WHAT IS BEING ASKED =
Print word for word the first line of the records below and every following line through the one containing "chunk independently before"; print nothing else.

*****

PR #400, opened 2026-08-31
fix(hooks): harden socket frame decoding and bounds

### LINKED ISSUE #399: HookServer can corrupt split UTF-8 payloads and retain unbounded incomplete frames
### What happened?

HookServer currently decodes each socket `data` chunk independently before applying newline framing:

```ts
let buf = '';

conn.on('data', (d) => {
  buf += d.toString();
  const nl = buf.indexOf('\n');
  if (nl === -1) return;
  // ...
});
```
- Socket chunk boundaries are byte boundaries, so they can split a multibyte UTF-8 code point. When that happens, decoding each chunk separately can replace an incomplete sequence with U+FFFD.

- The resulting JSON can still parse successfully, which means a valid multilingual hook payload may be silently changed before it reaches the handler.

- The same framing path also has no explicit byte limit for an incomplete request. A local hook peer that keeps sending data without a terminating newline can therefore leave an ever-growing incomplete frame retained by the Electron main process.
 
- I would expect HookServer to frame requests as bytes, decode UTF-8 only after a complete newline-delimited frame is available, and reject frames that exceed a fixed byte limit.

- This is a local HookServer protocol correctness and resource-boundary issue. I am not treating it as an internet-facing DoS.

- I have opened a focused #400 with the proposed fix and regression coverage. If the approach looks good, please assign this issue to me.

### Steps to reproduce

1. Check out the current `main` branch and install dependencies.
2. Start HookServer and connect to its local socket.
3. Create a valid newline-delimited JSON payload containing a multibyte UTF-8 value, for example:

```json
{"message":"修復測試 🚀"}
```
4. Encode the complete frame as UTF-8 bytes and split it inside a CJK or emoji code point.
5. Send the two byte ranges with separate socket.write() calls.
6. Observe that the request can still parse as JSON, but the received string differs from the original payload because the split code point was decoded independently across chunks.
7. In a separate connection, send more than the intended frame limit without sending a newline.
8. Observe that the current implementation has no frame-size rejection path and continues retaining the incomplete request.

Image

- The attached terminal reproduction runs the framing regression against the current implementation.

- The UTF-8 case uses real socket byte writes with the split placed inside a multibyte code point. The resulting JSON still parses, but the received payload no longer matches the original input.

### Logs / stack trace

```shell
Current behavior:

UTF-8 framing:
- A valid UTF-8 JSON frame is split inside a multibyte code point.
- Each socket chunk is decoded independently.
- JSON.parse can still succeed.
- The received payload differs from the original input.

Example:

original: "修復測試 🚀"
received: contains replacement characters after a mid-code-point split

Incomplete frame:
- The peer sends data without a terminating newline.
- HookServer keeps the accumulated input.
- No explicit frame byte limit is applied.
- The connection is not rejected because of frame size.

Expected behavior:

- Preserve valid UTF-8 payloads across arbitrary socket chunk boundaries.
- Decode UTF-8 only after a complete byte-framed request is available.
- Reject requests above an explicit maximum frame size.
- Preserve the existing one-request-per-connection behavior.
```

### Operating system

Windows

### OS version

Windows 11, build 26200

### Munder Difflin version

0.4.6

### Node version

v22.22.3

_No response_

### Pre-flight

HsienW:
## What & why

- HookServer currently decodes each socket chunk before newline framing, so a multibyte UTF-8 code point split across chunks can be silently replaced while the JSON still parses successfully. Incomplete frames also have no explicit byte limit and can continue growing when a local peer never sends a newline.

- This change keeps framing byte-oriented until a complete request is available, then decodes UTF-8 once and rejects frames above a fixed byte limit. It preserves the existing one-request-per-connection behavior.

Closes #399 

## Type of change

- [x] Bug fix
- [ ] New feature
- [ ] Refactor / cleanup
- [ ] Docs
- [ ] Build / CI

### Before

On current `main`, splitting a valid UTF-8 payload inside a multibyte CJK code point changes the received value even though the request remains parseable.

The regression reproduces the issue through real socket byte writes. The assertion shows replacement characters in the received payload after the split.

### After

HookServer now keeps incoming data as bytes until a complete newline-delimited frame is available. UTF-8 is decoded only after framing, and oversized incomplete frames are rejected before routing a payload.

The focused framing regression covers:

- CJK code point split across chunks
- Four-byte emoji split across chunks
- Ordinary fragmented frames
- Oversized incomplete frames
- Payloads exactly at the byte limit
- Payloads one byte above the limit

All six cases pass after the fix.

## How I tested it

- OS: Windows 11
- Node.js: v22.22.3
- Steps:
  1. Ran the CJK split regression against current `main` and confirmed it fails with a corrupted payload.
  2. Ran `node --test test/hooks-framing.test.cjs` after the fix.
  3. Confirmed all 6 framing regressions pass.
  4. Ran `npm run test:focused`.
  5. Ran `npm run typecheck`.
  6. Ran `npm run build`.
  7. Ran `git diff --check`.

Focused framing result:

```text
tests 6
pass 6
fail 0
```

## Checklist

- [x] Any new UI derives from `DESIGN.md` / `tokens.ts` because this change adds no UI.
- [x] If I added art, it's my own or compatibly licensed, and listed in `ATTRIBUTION.md`. No art is added by this change.

### DIFF
--- a/src/main/hooks.ts
+++ b/src/main/hooks.ts
@@ -89,18 +89,29 @@ export class HookServer {
 
     this.server = createServer((conn) => {
       let pending = Buffer.alloc(0);
+      const rejectOversizedFrame = (bytes: number): void => {
+        this.hive.appendLog({
+          kind: 'hook-frame-rejected',
+          reason: 'frame-too-large',
+          bytes,
+          limit: MAX_HOOK_FRAME_BYTES,
+        });
+        conn.destroy();
+      };
       conn.on('data', (chunk) => {
         pending = Buffer.concat([pending, chunk]);
         const nl = pending.indexOf(0x0a);
         if (nl === -1) {
-          if (pending.length > MAX_HOOK_FRAME_BYTES) conn.destroy();
+          if (pending.length > MAX_HOOK_FRAME_BYTES) rejectOversizedFrame(pending.length);
           return; // wait for the full line
         }
         // The byte limit covers the JSON payload and excludes its newline.
         if (nl > MAX_HOOK_FRAME_BYTES) {
-          conn.destroy();
+          rejectOversizedFrame(nl);
           return;
         }
+        // Hook shims send one newline-delimited request per connection and stop writing.
+        // conn.end() below closes the connection after that single frame is handled.
         const frame = pending.subarray(0, nl).toString('utf8');
         let payload: HookPayload = {};
         try { payload = JSON.parse(frame); } catch { /* ignore */ }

*****

YOUR RESPONSE =
PR #400, opened 2026-08-31
fix(hooks): harden socket frame decoding and bounds

### LINKED ISSUE #399: HookServer can corrupt split UTF-8 payloads and retain unbounded incomplete frames
### What happened?

HookServer currently decodes each socket `data` chunk independently before applying newline framing:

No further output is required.